— EXTRACTED DATA —
PR #8584, opened 2020-11-30
Detect/correct invalid HP/LP settings in EDF/BDF/GDF

### LINKED ISSUE #8582: Bug in mne.io.read_raw_gdf()
#### Describe the bug
Lowpass and highpass cut off frequencies are swapped when using `mne.io.read_raw_gdf()` to load a gdf file from the BCI IV 2b dataset.

#### Steps to reproduce

1. Download BCI IV 2b dataset from [here](http://www.bbci.de/competition/iv/) (it requires a name and an email)
2. Load one of the gdf files using `mne.io.read_raw_gdf()`

#### Expected results
`raw_gdf.info` should return:
```
<Info | 7 non-empty values
 bads: []
 ch_names: EEG:C3, EEG:Cz, EEG:C4, EOG:ch01, EOG:ch02, EOG:ch03
 chs: 6 EEG
 custom_ref_applied: False
 highpass: 0.5 Hz
 lowpass: 100 Hz
 meas_date: 2006-03-07 09:23:36 UTC
 nchan: 6
 projs: []
 sfreq: 250.0 Hz
>
```

Also `raw_gdf.plot()` should look like the figure below
figure1

```
<Info | 7 non-empty values
 bads: []
 ch_names: EEG:C3, EEG:Cz, EEG:C4, EOG:ch01, EOG:ch02, EOG:ch03
 chs: 6 EEG
 custom_ref_applied: False
 highpass: 100.0 Hz
 lowpass: 0.5 Hz
 meas_date: 2006-03-07 09:23:36 UTC
 nchan: 6
 projs: []
 sfreq: 250.0 Hz
>
```
> `raw_gdf.plot()`
figure2

#### Additional information
I'm using the 0.22.dev0 version of mne on Ubuntu 18.04

cbrnr:
Fixes #8582. EDF/BDF/GDF files can contain invalid LP/HP filter settings (cutoff frequencies for HP can be greater than the one for LP). This PR (1) issues a warning and (2) sets HP/LP values for affected channels to `None`.

### DIFF
--- a/mne/io/edf/edf.py
+++ b/mne/io/edf/edf.py
@@ -342,12 +342,20 @@ def _read_header(fname, exclude):
     ext = os.path.splitext(fname)[1][1:].lower()
     logger.info('%s file detected' % ext.upper())
     if ext in ('bdf', 'edf'):
-        return _read_edf_header(fname, exclude)
-    elif ext in ('gdf'):
-        return _read_gdf_header(fname, exclude), None
+        edf_info, orig_units = _read_edf_header(fname, exclude)
+    elif ext == 'gdf':
+        edf_info, orig_units = _read_gdf_header(fname, exclude), None
     else:
-        raise NotImplementedError(
-            'Only GDF, EDF, and BDF files are supported, got %s.' % ext)
+        raise NotImplementedError(f'Only GDF, EDF, and BDF files are supported'
+                                  f', got {ext}.')
+    hi, lo = edf_info['highpass'], edf_info['lowpass']
+    idx = hi > lo
+    if idx.any():
+        warn(f'Highpass cutoff frequency {hi} is greater than lowpass cutoff '
+             f'frequency {lo}. Setting both values to None.')
+        edf_info['highpass'][idx] = np.nan
+        edf_info['lowpass'][idx] = np.nan
+    return edf_info, orig_units
 
 
 def _get_info(fname, stim_channel, eog, misc, exclude, preload):
--- a/mne/io/edf/edf.py
+++ b/mne/io/edf/edf.py
@@ -348,13 +348,6 @@ def _read_header(fname, exclude):
     else:
         raise NotImplementedError(f'Only GDF, EDF, and BDF files are supported'
                                   f', got {ext}.')
-    hi, lo = edf_info['highpass'], edf_info['lowpass']
-    idx = hi > lo
-    if idx.any():
-        warn(f'Highpass cutoff frequency {hi} is greater than lowpass cutoff '
-             f'frequency {lo}. Setting both values to None.')
-        edf_info['highpass'][idx] = np.nan
-        edf_info['lowpass'][idx] = np.nan
     return edf_info, orig_units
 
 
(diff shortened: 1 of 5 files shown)


cbrnr:
@apospraf loading files from BCI Competition IV 2B works as expected with this PR.

cbrnr:
[NumPy installation fails in one job](https://github.com/mne-tools/mne-python/pull/8584/checks?check_run_id=1475280098)?

larsoner (commented):
Want to add a quick test via `monkeypatch` (probably of `_read_edf_header`)? If not I can see if it's easy and push if so

cbrnr:
Please go ahead and add a test, I won't have time until tomorrow.

larsoner:
I don't think the current approach quite works properly, for example it doesn't handle `'0.0'` and `'0.000'` because they are strings
```
>>> '0.0' < '0.000'
True
```
Moreover sometimes `edf_info['highpass']` can have length zero and `edf_info['lowpass']` can have length `n_channels`, which fails the NumPy `<` comparison on latest NumPy dev. It seems safer to deal with these being reversed when actually setting `info['highpass']` and `info['lowpass']`, but maybe not. I'm pushing a commit with this approach and a test that asserts it works for the `monkeypatch` code at least.

agramfort (approved):
thx @cbrnr

mne/io/edf/edf.py
```diff
@@ -342,12 +342,13 @@ def _read_header(fname, exclude):
...
-        return _read_gdf_header(fname, exclude), None
+        edf_info, orig_units = _read_edf_header(fname, exclude)
+    elif ext == 'gdf':
+        edf_info, orig_units = _read_gdf_header(fname, exclude), None
     else:
-        raise NotImplementedError(
-            'Only GDF, EDF, and BDF files are supported, got %s.' % ext)
+        raise NotImplementedError(f'Only GDF, EDF, and BDF files are supported'
+                                  f', got {ext}.')
+    return edf_info, orig_units
```
cbrnr, line 351: If you're moving the check to `_get_info` (which I think is a great idea), then you can also revert my changes here and directly `return` without creating two names.

mne/io/edf/edf.py
```diff
@@ -473,6 +474,13 @@ def _get_info(fname, stim_channel, eog, misc, exclude, preload):
     if np.isnan(info['lowpass']):
         info['lowpass'] = info['sfreq'] / 2.
 
+    if info['highpass'] > info['lowpass']:
+        warn(f'Highpass cutoff frequency {info["highpass"]} is greater than '
+             f'lowpass cutoff frequency {info["lowpass"]}. '
+             'Setting both values to None.')
+        info['highpass'] = None
+        info['lowpass'] = None
```
cbrnr, line 482: Or should we set them to `0` and `info['sfreq'] / 2` instead? I guess this amounts to the same thing (where do we equal `None` to these values?), but it would be more explicit (maybe at least in the warning message).

larsoner:
@cbrnr all good now?

cbrnr:
Yes, perfect!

— EXERCISE OBJECTIVE —
Wherever the string "dataset" appears in the records above, copy the line it sits in.

— OUTPUT FOR THIS TASK —
Lowpass and highpass cut off frequencies are swapped when using `mne.io.read_raw_gdf()` to load a gdf file from the BCI IV 2b dataset.
1. Download BCI IV 2b dataset from [here](http://www.bbci.de/competition/iv/) (it requires a name and an email)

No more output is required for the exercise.